ADOBE SYSTEMS INCORPORATED FY 14 NON-EMPLOYEE DIRECTOR COMPENSATION POLICY (Effective November 30, 2013)

EX-10.81 4 adbeex1081fy13.htm EXHIBIT 10.81 ADBE EX 10.81 FY13


EXHIBIT 10.81

ADOBE SYSTEMS INCORPORATED
FY ‘14 NON-EMPLOYEE DIRECTOR COMPENSATION POLICY

(Effective November 30, 2013)
Cash Compensation
Board Member Annual Retainer
$60,000 annual fee
Board Chair Annual Retainer
$50,000 annual fee for each Chair
Committee Member Annual Retainers
Audit Committee $20,000 annual fee
Executive Compensation Committee $15,000 annual fee
Nominating and Governance Committee $7,500 annual fee

Committee Chair Retainers
Audit Committee $40,000 annual fee
Executive Compensation Committee $30,000 annual fee
Nominating and Governance Committee $15,000 annual fee

The annual retainers described above for Committee and Chair service are in addition to the base $60,000 annual retainer. All cash compensation is earned on a fiscal year basis, paid at the end of each quarter. Directors who commence service mid-quarter or who terminate service mid-quarter will receive pro-rated retainers to be paid at the end of the applicable quarter.
Each Director may elect to defer 5% to 100% of cash compensation in the Adobe Deferred Compensation Plan by timely submitting an election to the company.
Equity Compensation
New Director Restricted Stock Unit Award
A restricted stock unit award will be granted to each new Director when appointed to the Board of Directors based on the following conditions:
    
The award shall have a target grant value of $450,000 (Note: Directors receiving an initial award will not be eligible to receive an annual award until the second Annual Meeting of Stockholders after joining the Board.

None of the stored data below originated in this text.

PR #1385, opened 2023-07-14
PF-2911: Cloning reference shouldn't fail with region constraint violation

mikenev:
References are just pointers, so they don't really have a location. The clone instruction can pass the location of the source through, but policy validation shouldn't note a region violation if we're cloning a reference.


zloery (approved):

harrismendell (approved):

harrismendell:
Thanks for the quick fix!

PR #1387, opened 2023-07-14
[PF-2896]: Add dangling resource cleanup service

rogerwangcs:
Adds a service that polls all READY state controlled compute resources, checking whether their associated cloud resource exists and deleting their metadata + sam resource if it doesn't. This change is required as a part of the dataproc cluster resource work. Clusters are generally configured with scheduled deletion as a best practice. The idle deletion times are configured to be any time between 5min and 2 days. We poll every 15 minutes.


service/src/main/resources/application.yml
```diff
@@ -76,6 +76,11 @@ workspace:
     polling-interval: "15m"
     startup-wait: "5s"
 
+  dangling-resource-cleanup:
+    enabled: true
+    polling-interval: "15m"
```
yuhuyoyo, line 81: 15 min feels like a lot. is there security/cost concern with those dangling resources? can we do daily?

service/src/main/java/bio/terra/workspace/service/danglingresource/DanglingResourceCleanupService.java
```diff
@@ -0,0 +1,213 @@
...
+        resource.getResourceId(),
+        /* forceDelete= */ false,
+        /* resultPath= */ null,
+        wsmSaRequest);
+  }
+
+  /**
+   * Utility method to check if a given wsm controlled resource's associated cloud resourced exists.
+   */
+  private boolean cloudResourceExists(ControlledResource resource) {
```
yuhuyoyo, line 158: static

service/src/main/java/bio/terra/workspace/service/danglingresource/DanglingResourceCleanupService.java
```diff
@@ -0,0 +1,213 @@
...
+  }
+
+  /**
+   * Launches a resource delete flight for a given dangling resource. The controlled resource
+   * deletion flight is reused here to delete the sam resource and metadata entry.
+   */
+  private void launchDanglingResourceCleanupFlight(
+      ControlledResource resource, AuthenticatedUserRequest wsmSaRequest) {
+    String jobId = UUID.randomUUID().toString();
+    controlledResourceService.deleteControlledResourceAsync(
```
yuhuyoyo, line 146: this flight DeleteControlledResourcesFlight can actually takes in multiple resources. so instead of launching one flight per resources ( i think there's a limit on how many flights there can be atm), can you pass in all the resources at once?
the input param is CONTROLLED_RESOURCES_TO_DELETE.

Also if you specify operationType.system_cleanup, it will be system cleanup. currently it's just delete.

service/src/main/resources/application.yml
yuhuyoyo: curious, where is the output of the job stored?

rogerwangcs: Currently just logging resources that are cleaned up.

yuhuyoyo: sorry i mean for a job that's running in a cluster, where does the researchers see the result aftere the cluster is deleted?

rogerwangcs: Oh sorry I misinterpreted, all in the cloud console. Jobs are independent of clusters so you can view all jobs + outputs regardless of whether the clusters that ran them still exist or not,

service/src/main/java/bio/terra/workspace/service/danglingresource/DanglingResourceCleanupService.java
rogerwangcs: My initial thinking was that by using individual flights per resource deletion, we can provide flight metadata such as workspaceId + resourceId/type, etc. In fact, it seems like workspaceId is a requirement to execute the flight, so I'm not sure how we would run a flight to delete resources across multiple workspaces.

Thoughts on still cleaning up resources in individual flights but updating the operation type to SYSTEM_CLEANUP?

yuhuyoyo: ooh i forgot about that.. sure

service/src/test/java/bio/terra/workspace/service/danglingresource/DanglingResourceCleanupServiceTest.java
```diff
@@ -0,0 +1,150 @@
...
+      throw new RuntimeException("Failed to delete notebook instance", e);
+    }
+
+    // Call dangling resource cleanup
+    danglingResourceCleanupService.cleanupResourcesSuppressExceptions();
+
+    // Verify that the notebook is deleted, polling to ensure dangling resource cleanup flight to
+    // delete the notebook has completed
+    boolean isDeleted = false;
+    for (int retryCount = 0; retryCount < ASSERT_RESOURCE_CLEANUP_RETRY_COUNT; retryCount++) {
```
yuhuyoyo, line 130: i don't like we are pulling this instead of the flight.. but it's a list of flight so either way not very clean.

yuhuyoyo (approved):

service/src/test/java/bio/terra/workspace/service/danglingresource/DanglingResourceCleanupServiceTest.java
rogerwangcs: Agreed 😞

service/src/main/java/bio/terra/workspace/service/danglingresource/DanglingResourceCleanupService.java
```diff
@@ -0,0 +1,235 @@
...
+  private final ResourceDao resourceDao;
+  private final CronjobDao cronjobDao;
+  private final SamService samService;
+  private final CrlService crlService;
+  private final ScheduledExecutorService scheduler;
+
+  private final List<WsmResourceType> DANGLING_RESOURCE_TYPES =
+      List.of(
+          WsmResourceType.CONTROLLED_GCP_AI_NOTEBOOK_INSTANCE,
+          WsmResourceType.CONTROLLED_GCP_GCE_INSTANCE,
```
zloery, line 56: Is it currently possible for notebooks or GCE instances to be deleted on the cloud side yet? My understanding was this was dataproc only atm

service/src/main/java/bio/terra/workspace/service/danglingresource/DanglingResourceCleanupService.java
```diff
@@ -0,0 +1,235 @@
...
+    if (!configuration.isEnabled()) {
+      return;
+    }
+    logger.info("Beginning dangling resource cleanup cronjob");
+    // Use a one-second shorter duration here to ensure we don't skip a run by moving slightly too
+    // quickly.
+    Duration claimTime = configuration.getPollingInterval().minus(Duration.ofSeconds(1));
+    // Attempt to claim the latest run of this job to ensure only one pod runs the cleanup job.
+    if (!cronjobDao.claimJob(DANGLING_RESOURCE_CLEANUP_JOB_NAME, claimTime)) {
+      logger.info("Another pod has executed this job more recently. Ending resource cleanup.");
```
zloery, line 118: nit here and in other cronjobs: since we're running multiple cronjobs, can you include the job name in this log message? (e.g. something like "Another pod has executed dangling resource cleanup more recently, skipping this execution")

service/src/main/java/bio/terra/workspace/service/danglingresource/DanglingResourceCleanupService.java
```diff
@@ -0,0 +1,235 @@
...
+  private static boolean cloudResourceExists(ControlledResource resource, CrlService crlService) {
+    return switch (resource.getResourceType()) {
+      case CONTROLLED_GCP_AI_NOTEBOOK_INSTANCE -> aiNotebookInstanceExists(
+          resource.castByEnum(WsmResourceType.CONTROLLED_GCP_AI_NOTEBOOK_INSTANCE), crlService);
+      case CONTROLLED_GCP_GCE_INSTANCE -> gceInstanceExists(
+          resource.castByEnum(WsmResourceType.CONTROLLED_GCP_GCE_INSTANCE), crlService);
+      case CONTROLLED_GCP_DATAPROC_CLUSTER -> dataprocClusterExists(
+          resource.castByEnum(WsmResourceType.CONTROLLED_GCP_DATAPROC_CLUSTER), crlService);
+      default -> {
+        logger.info(
```
zloery, line 183: IMO this would indicate developer error, this should log at warning or error

service/src/main/java/bio/terra/workspace/service/danglingresource/DanglingResourceCleanupService.java
rogerwangcs: Not currently, should I remove notebooks and gce instances from the list here?

zloery (approved):

PR #1392, opened 2023-07-18
[WOR-1134] Fix pod name when creating DB

aherbst-broad:
The Azure database creation step is failing due to an underscore present in the pod name, which violates their naming convention.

Directors who first join the Board upon being elected at an Annual Meeting of Stockholders will receive an annual award at the next year’s Annual Meeting, as their second Annual Meeting)
The target grant value shall be converted into the number of shares underlying the award based on the average stock price over the 30 calendar days ending on the day before the date of grant
The award will vest over a two-year period, 50% each year on the anniversary of the grant date






Annual Restricted Stock Unit Award
An annual restricted stock unit award will be granted to each Director on the business day immediately following the date of our Annual Meeting of Stockholders based on the following conditions:

The award shall have a target grant value of $260,000
The target grant value shall be converted into the number of shares underlying the award based on the average stock price of Adobe common stock over the 30 calendar days ending on the day before the date of grant
The award will vest 100% on the day immediately preceding the date of our next Annual Meeting of Stockholders

Each Director may elect to defer either 0% or 100% (per vesting tranche) of restricted stock unit awards in the Adobe Deferred Compensation Plan by timely submitting an election.
All equity grants are subject to our Stock Ownership Guidelines.
This policy will be reviewed annually.